Dr Morbius I will be going to Disney World, but eating one less meal and no souvenirs for me. I know that would of been the cost of my prop. I think it was well worth it and it gets me hyped up for next year!


----------



## Offwhiteknight (Sep 17, 2008)

Beware the suburban soccer mom...they savage stores with their over-extended credit, pushing more than one cart with octopi-like skill and like locusts leave only bare shelves in their wake!!!

Actually, after hitting two Targets, a Party City (which was the best stocked; might still have stuff) and a Spirit, I came away with less than I wanted, but enough for next year...

Would have gotten more, but the wife figures about $100 of stuff is more than enough for now. Even at 50% or better discount.

Got a blucky, an obelisk tombstone, a cannon strobe, a 400W fogger with timer remote (the most the wife with her asthma will let me have right now), a black light spot light, a medium sized gargoyle, a bloody lantern, a string of purple lights, three pre-carved small funkins and a mini battery powered one, and some smaller things I just can't remember. Plus the wife picked up stuff like the cool lenticular place mats at Target and other inside dinner-ware stuff. Oh, and the plastic tubs to store it all in.

Now I gotta pack it all away, leaving the stuff to be worked on in seperate tubs so I can get to them in the spring...


----------



## Spooky1 (Aug 25, 2008)

I picked up a cool talking (Gemmy?) skull from Target for 50% off ($6.50). I thought I might try a hack with it, but it has 5 or 6 good sayings and no crappy background music. So I'll keep it and maybe hack my older one.


----------



## Great White (Jan 18, 2006)

I also picked up a vulture for $10, lol. And, I picked up a full size 6ft static Dracula prop complete with outfit and pole stand for $30. I'm going to look for a couple things today but don't expect to find anything.


----------



## Ms. Wicked (Nov 14, 2006)

I went to Halloween USA yesterday and picked up two plastic skellie, a bottle of fog juice and a raven.


----------



## TearyThunder (Jul 1, 2006)

I just got back from Walgreens. I was able to nab 2 6ft hanging zombies, a large tombstone, talking animated gargoyle, and some treat bags. Everything is 75% off now!


----------



## Spookie (Aug 26, 2008)

I was going through the newspaper ads on Monday before recycling day and saw some ads for Rite Aid (drug store) that looked interesting. Headed for our local store and found everything 75% off, heck that's almost free. We had such a nice turnout this halloween it's inspired me to want to plan for a good size haunt next year and look for cheap props I can use. Bought some severed fingers that looked pretty realistic and decided to hit the other Rite Aids in my area (4 of them!). For very little money actually I came away with more severed fingers (zombie food), 3 pairs of 3D skelly hand gloves, a 3D skelly body suit and mask, 4 pirates hair adult wigs, a vampiress wig, long black curly hair wig, green spider webbing, and GID lipstick and nail polish. 
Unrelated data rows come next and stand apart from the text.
PR #490, opened 2023-05-08
Use unittest.mock rather than mock

traylenator:
Since python 3.4 the backported module mock is no longer needed and the builtin unittest.mock can be used instead.


akatsoulas (approved):
Thanks @traylenator!

PR #496, opened 2023-06-22
move calls to `get_settings` outside of `__init__`

### LINKED ISSUE #495: Don't call `get_settings` inside __init__
### Proposal
Move calls to `get_settings` from the `__init__` of the auth backend, the middleware and the authentication request view, to a `cached_property` that returns a dictionary, or something else. This way the settings also get initialised once and it shouldn't affect the rest of this package.

### Why?
Because if you want to overwrite `get_settings`, to for example use some session data (and therefore the request object), it's impossible now. The request is not known inside the `__init__` (of views, middleware and auth backends) yet.

(The usecase I ran into is supporting multiple providers, where the chosen provider is in the session)

phijma-leukeleu:
View, middleware and auth backend

Fixes #495

### DIFF
--- a/mozilla_django_oidc/auth.py
+++ b/mozilla_django_oidc/auth.py
@@ -9,6 +9,7 @@ from django.contrib.auth.backends import ModelBackend
 from django.core.exceptions import ImproperlyConfigured, SuspiciousOperation
 from django.urls import reverse
 from django.utils.encoding import force_bytes, smart_bytes, smart_str
+from django.utils.functional import cached_property
 from django.utils.module_loading import import_string
 from josepy.b64 import b64decode
 from josepy.jwk import JWK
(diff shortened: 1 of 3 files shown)


mozilla_django_oidc/middleware.py
```diff
@@ -13,10 +13,8 @@
 
 from mozilla_django_oidc.auth import OIDCAuthenticationBackend
 from mozilla_django_oidc.utils import (
-    absolutify,
-    add_state_and_verifier_and_nonce_to_session,
-    import_from_settings,
-)
+    absolutify, add_state_and_verifier_and_nonce_to_session,
+    import_from_settings)
```
ThomasKalverda, line 17:
```suggestion
    absolutify, 
    add_state_and_verifier_and_nonce_to_session,
    import_from_settings
)
```

mozilla_django_oidc/views.py
```diff
@@ -12,11 +12,8 @@
 from django.views.generic import View
 
 from mozilla_django_oidc.utils import (
-    absolutify,
-    add_state_and_verifier_and_nonce_to_session,
-    generate_code_challenge,
-    import_from_settings,
-)
+    absolutify, add_state_and_verifier_and_nonce_to_session,
+    generate_code_challenge, import_from_settings)
```
ThomasKalverda, line 16:
```suggestion
    absolutify,
    add_state_and_verifier_and_nonce_to_session,
    generate_code_challenge,
    import_from_settings
)
```

mozilla_django_oidc/middleware.py
```diff
@@ -13,9 +13,9 @@
 
 from mozilla_django_oidc.auth import OIDCAuthenticationBackend
 from mozilla_django_oidc.utils import (
-    absolutify,
+    absolutify,
```
phijma-leukeleu, line 16:
```suggestion
    absolutify,
```

mozilla_django_oidc/middleware.py
```diff
@@ -13,9 +13,9 @@
 
 from mozilla_django_oidc.auth import OIDCAuthenticationBackend
 from mozilla_django_oidc.utils import (
-    absolutify,
+    absolutify, 
     add_state_and_verifier_and_nonce_to_session,
-    import_from_settings,
+    import_from_settings
```
phijma-leukeleu, line 18:
```suggestion
    import_from_settings,
```

mozilla_django_oidc/views.py
```diff
@@ -15,7 +15,7 @@
     absolutify,
     add_state_and_verifier_and_nonce_to_session,
     generate_code_challenge,
-    import_from_settings,
+    import_from_settings
```
phijma-leukeleu, line 18:
```suggestion
    import_from_settings,
```

mozilla_django_oidc/auth.py
```diff
@@ -44,21 +45,27 @@ class OIDCAuthenticationBackend(ModelBackend):
...
-        self.OIDC_RP_SIGN_ALGO = self.get_settings("OIDC_RP_SIGN_ALGO", "HS256")
-        self.OIDC_RP_IDP_SIGN_KEY = self.get_settings("OIDC_RP_IDP_SIGN_KEY", None)
-
-        if self.OIDC_RP_SIGN_ALGO.startswith("RS") and (
-            self.OIDC_RP_IDP_SIGN_KEY is None and self.OIDC_OP_JWKS_ENDPOINT is None
+        self.UserModel = get_user_model()
+
+    @cached_property
+    def settings(self):
+        retval = {
```
sergei-maertens, line 52: @stevenbal is this going to break our library?

stevenbal: With the way our library is implemented now, yes, because we rely on overriding `get_settings`

sergei-maertens: I don't think this is too much of a problem? I don't see any changes to that method in particular and instead it will allow us to remove our `__init__` override since settings are now consumed lazily. So, what am I missing? :smile:

stevenbal: Whoops, I skimmed over it too quickly and thought `get_settings` was removed here altogether :sweat_smile:. You're right, this should work and the init override can be removed.

PR #499, opened 2023-07-11
Added on-demand session token refresh

drwonky:
Added a special case that allows AJAX queries to refresh the session on demand.  AJAX queries simply need to add the
header 'X-Refresh-OIDC-Token' to the request and it will reset the session expiration so it generates a reauth redirect. This allows SPAs and other Javascript driven applications to proactively control session refresh.


drwonky:
See PR #364 for additional context.  This is me cleaning up that PR, even if it's 3 years later :wink:

PR #500, opened 2023-07-11
Do not set oidc_login_next for AJAX 403 redirects

drwonky:
Moved the oidc_login_next to below the AJAX return, this means AJAX requests will be redirected to the LOGIN_REDIRECT_URL instead of the API endpoint that generated the session refresh.


drwonky:
See PR #364 for additional context.  This is me cleaning up that PR, even if it's 3 years later :wink:

PR #511, opened 2023-12-22
disable PKCE by default

escattone:
Not all authorization providers yet support PKCE layered on top of the normal, secret-based authorization code flow -- for example, [Mozilla Accounts explicitly forbids it](https://github.com/mozilla/fxa-auth-server/blob/master/fxa-oauth-server/docs/api.md#request-parameters-7) -- so in order to avoid the next release being a potentially breaking change, let's set the default value of `OIDC_USE_PKCE` to `False`.


akatsoulas (approved):
Thanks @escattone

Issue #397, opened 2021-03-03
Code authorization flow with PKCE


rogerbn:
Could support for Code authorization flow with PKCE be added to mozilla-django-oidc ? or does that go against design priciple "Mainly support OIDC authorization code flow"`?

krzysieqq:
@johngian Do you plan to review and merge pull request?

maxb:
PKCE is now widely recommended for use in more contexts than that in more recent standards.

escattone:
@maxb Do you know of a recommended use case for the PKCE flow on the server-side? It seems to me that on the server side of things, the "Authorization Code" flow, with its uses of a private client secret instead of PKCE's random code verifier and code challenge, would always be preferred? Perhaps server-side PKCE is a nice option because it doesn't depend on a static secret that could be stolen? Could you point us to where PKCE is recommended on the server side?

maxb:
An RFC documenting OIDC 2.1, a rollup of the many documents that have tweaked bits of OIDC 2.0 since its creation, is currently in draft with the IETF: https://datatracker.ietf.org/doc/draft-ietf-oauth-v2-1/

PKCE is now recommended for **all** usage of the Authorization Code flow:

> 7.6.  Authorization Codes
> 
>    To prevent injection of authorization codes into the client, using
>    code_challenge and code_verifier is REQUIRED for clients, and
>    authorization servers MUST enforce their use, unless both of the
>    following criteria are met:
> 
>    *  The client is a confidential client.
> 
>    *  In the specific deployment and the specific request, there is
>       reasonable assurance by the authorization server that the client
>       implements the OpenID Connect nonce mechanism properly.
> 
>    **In this case, using and enforcing code_challenge and code_verifier is
>    still RECOMMENDED.**
>
>    The code_challenge or OpenID Connect nonce value MUST be transaction-
>    specific and securely bound to the client and the user agent in which
>    the transaction was started.  If a transaction leads to an error,
>    fresh values for code_challenge or nonce MUST be chosen.
> 
>    **Historic note: Although PKCE [RFC7636] (where the code_challenge and
>    code_verifier parameters were created) was originally designed as a
>    mechanism to protect native apps, this advice applies to all kinds of
>    OAuth clients, including web applications and other confidential
>    clients.**

(Bold emphasis my own.)

escattone:
@maxb I wasn't aware of that, thanks for sharing that link to the RFC doc and enlightening me!

[...]

PR #512, opened 2023-12-23
add PKCE to SessionRefresh middleware and refactor

escattone:
This PR addresses https://github.com/mozilla/mozilla-django-oidc/issues/397#issuecomment-1432588711.

### DIFF
--- a/mozilla_django_oidc/utils.py
+++ b/mozilla_django_oidc/utils.py
@@ -2,12 +2,15 @@ import logging
 import time
 import warnings
 from hashlib import sha256
+from urllib.parse import urlencode
 from urllib.request import parse_http_list, parse_keqv_list
 
 # Make it obvious that these aren't the usual base64 functions
 import josepy.b64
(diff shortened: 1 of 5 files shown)


mozilla_django_oidc/utils.py
```diff
@@ -159,3 +162,88 @@ def add_state_and_verifier_and_nonce_to_session(
         "nonce": nonce,
         "added_on": time.time(),
     }
+
+
+class AuthorizationCodeRequestMixin:
```
akatsoulas, line 167: Although it makes a lot of sense to introduce this mixin and use it in both places, I am concerned that introducing this change will also introduce complexity and it will make it harder to modify/debug/override code. Thoughts?

escattone: @akatsoulas and I discussed the pros and cons of this via video. Closing this in favor of https://github.com/mozilla/mozilla-django-oidc/pull/515.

BTW did anyone see the pair of talking skulls that Rite Aid had in their stores? They were sold out by the time I got to the store on the Monday after Halloween but I saw several ads for them in the store's October mailers I was recycling (too busy to look through the ads earlier--must learn from my mistakes!). They looked a lot like the Talking thru Boris skull or Gemmy talking skull from the ad although they were packaged as a pair. Sure wish I would have gone into the store earlier. I'll try to come back here and update with a picture from the ad so you can see the ad.


----------



## Spartan005 (Mar 13, 2007)

I got two severed arms, the animated frankenstein guy and a full over the head leatherface mask for $120










But besides that I got one of those 12' tall hanging ghosts guys from a halloween scene store after they had their 50% off sale. The coolest part was, my dad went in with newspaper articles from my previous haunted houses and told them that we do this every year for charity, so the guy gave us the ghost for free.

And this is probably one of the coolest and nicest things that anyone has ever done for me.... My sister has this friend Kevin, who threw this big halloween party a few days ago. Anyway he asked me if he could borrow a few props so I said why not and gave him a few cheap things from like 5th grade. Anyway my sister comes home last night from work and rushes upstairs to get me. I come down to see Kevin standing there next to his car. Inside it is this...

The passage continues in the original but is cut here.